About one in ten American adults take antidepressant medications to treat depression. Depression is a serious condition that affects how people feel, think, and act, and antidepressants help manage the symptoms. Each of these patients must decide with their doctor how long to continue to take their medication. This decision should be made with an understanding of the risks and benefits of stopping the medication. One big risk of stopping antidepressant medication too soon is that this can make depression return or worsen. On the other hand, antidepressant medications can have side effects, so people should not continue to take antidepressants without a medical reason. So far, medical science has learned some basic information about when to stop antidepressant medications, but this basic information may not apply to a particular patient who might be different in various ways from the average patient in existing studies. For example, a patient whose depression did not improve much after starting antidepressant may not experience the same response to stopping antidepressant treatment as would a patient whose depression improved a large amount after starting antidepressant, but this has not been carefully studied. We are planning to address this gap by building statistical models that combine patient data from multiple randomized controlled trials in which some patients were randomly assigned to continue their antidepressant treatment for longer, and other patients were randomly assigned to stop their antidepressant early.

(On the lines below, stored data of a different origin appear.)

PR #4442, opened 2026-02-27
refactor(core,dashboard): Deprecate built-in health check features

### LINKED ISSUE #4441: refactor(core,dashboard): Deprecate and remove built-in health check features
## Summary

Deprecate and remove the built-in health check functionality from Vendure core and the health check view from the admin dashboard.

## Motivation

Having the application determine its own health is an **anti-pattern**. Health checking is an infrastructure concern and should be handled by the orchestration layer (Kubernetes liveness/readiness probes, load balancer health checks, Docker healthchecks, etc.), not by the application itself.

The current built-in health check has historically caused issues for users, including:
- Vendure instances restarting unexpectedly due to self-reported unhealthy status
- Confusion about whether the app or the infrastructure is responsible for health management
- False positives/negatives leading to unnecessary downtime

Delegating health checks to the infrastructure layer gives operators full control over probe configuration, thresholds, and restart policies without coupling those decisions to application code.

### v3.6.0 (Deprecation)
- Mark all health check related APIs, services, and configuration options as `@deprecated` with migration guidance
- Add deprecation warnings at startup when health check features are actively configured
- Remove the health check view/page from the admin dashboard
- Update documentation to recommend infrastructure-level health checks instead

### v4.0.0 (Removal)
- Fully remove deprecated health check code from `@vendure/core`

## Migration guidance

Users currently relying on Vendure's built-in health checks should migrate to infrastructure-level solutions:

- **Kubernetes**: Use `livenessProbe` and `readinessProbe` on the pod spec
- **Docker Compose**: Use the `healthcheck` directive
- **Load Balancers**: Configure health check endpoints at the LB level
- **Process Managers (PM2, systemd)**: Use native health monitoring

A simple HTTP check against the Vendure server's GraphQL endpoint (or a lightweight custom endpoint) is sufficient to verify the application is running and responsive.

dlhck:
## Summary

Deprecates all built-in health check features in preparation for full removal in v4.0.0. Application-level health checks are an anti-pattern — health monitoring should be handled by infrastructure (Kubernetes probes, Docker healthchecks, load balancer checks).

- Mark all health check interfaces, strategies, services, and config options with `@deprecated` JSDoc tags
- Add startup deprecation warning when `systemOptions.healthChecks` is non-empty
- Change default `healthChecks` config from `[new TypeORMHealthCheckStrategy()]` to `[]`
- Remove health check auto-registration from BullMQ and Elasticsearch plugins
- Remove health check page and nav item from dashboard
- Update `bootstrapWorker` docs to remove health check promotion

The `/health` endpoint remains functional during the deprecation period. Full removal in v4.0.0.

Fixes #4441

### DIFF
--- a/docs/docs/reference/core-plugins/payments-plugin/braintree-plugin.mdx
+++ b/docs/docs/reference/core-plugins/payments-plugin/braintree-plugin.mdx
@@ -253,7 +253,7 @@ class BraintreePlugin {
 
 
 </div>
-<GenerationInfo sourceFile="packages/payments-plugin/src/braintree/types.ts" sourceLine="25" packageName="@vendure/payments-plugin" />
+<GenerationInfo sourceFile="packages/payments-plugin/src/braintree/types.ts" sourceLine="26" packageName="@vendure/payments-plugin" />
 
 Options for the Braintree plugin.
 
@@ -262,6 +262,7 @@ interface BraintreePluginOptions {
     environment?: Environment;
     storeCustomersInBraintree?: boolean;
     extractMetadata?: (transaction: Transaction) => PaymentMetadata;
+    merchantAccountIds?: BraintreeMerchantAccountIds;
 }
 ```
 
@@ -336,6 +337,13 @@ const metadata = {
   }
 }
 ```
+### merchantAccountIds
+
+<MemberInfo kind="property" type={`BraintreeMerchantAccountIds`}   />
+
+An optional mapping of currency codes to Braintree Merchant Account IDs.
+When set, the corresponding Merchant Account ID will be used for transactions
+in the given currency.
 
 
 </div>
--- a/docs/docs/reference/typescript-api/configuration/default-config.mdx
+++ b/docs/docs/reference/typescript-api/configuration/default-config.mdx
@@ -2,7 +2,7 @@
 title: "DefaultConfig"
 generated: true
 ---
-<GenerationInfo sourceFile="packages/core/src/config/default-config.ts" sourceLine="72" packageName="@vendure/core" />
+<GenerationInfo sourceFile="packages/core/src/config/default-config.ts" sourceLine="71" packageName="@vendure/core" />
 
 The default configuration settings which are used if not explicitly overridden in the bootstrap() call.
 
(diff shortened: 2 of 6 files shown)


michaelbromley:
I thought we'd just deprecate the health check code related to registering health checks for _other_ services like DB, elastic etc. If we remove the server's `/health` endpoint altogether, what would then be the recommended way to monitor health for the server process itself?

dlhck:
This would be done on the API endpoints of shop-api or admin-api - they return status 400 if no query is sent. When the shop-api and admin-api responds with that code, you know the server is up and the server process can serve requests.

dlhck:
but we can leave the health endpoint and just return `{"status: "ok"}` without any system checks.

dlhck:
Addressed the feedback — the `/health` endpoint is kept but now just returns `{ status: "ok" }` with a 200.

- Removed the Terminus `HealthCheckService` dependency from the controller
- No health check strategies are registered or executed anymore
- The deprecation warning still fires if users have `systemOptions.healthChecks` configured
- `HealthCheckRegistryService` remains exported from `PluginCommonModule` so third-party plugins don't break

michaelbromley:
How about the worker? Currently we have that service that registers a very minimal express route to respond to health checks (`WorkerHealthService`) - I think that is also worth keeping and not deprecating because it is self-contained and basically works exactly like the server healthcheck. Unless there is some better way we would recommend to monitor health for the worker?

dlhck:
Good call — removed the deprecation from `WorkerHealthService`, `WorkerHealthCheckConfig`, and `VendureWorker.startHealthCheckServer()`. It's self-contained and there's no better alternative to recommend for worker health monitoring. Pushed in a8b781d87.

packages/core/src/health-check/constants.ts
```diff
@@ -1 +1,5 @@
+/**
+ * @deprecated The built-in health check endpoint is deprecated and will be removed in v4.0.0.
+ * Use infrastructure-level health checks instead.
+ */
```
michaelbromley: I think this shouldn't be deprecated since we are keeping the simple health checks.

The overall goal of this study is to inform clinical decision making about when and for which patients antidepressant treatments should be discontinued in patients with major depressive disorder, by predicting how individual patients might respond to antidepressant discontinuation based on their clinical and demographic features, and by combining detailed, person-level data from several randomized trials to provide more precise, patient-specific evidence to guide decisions about when and for whom it may be safe to stop antidepressant treatment.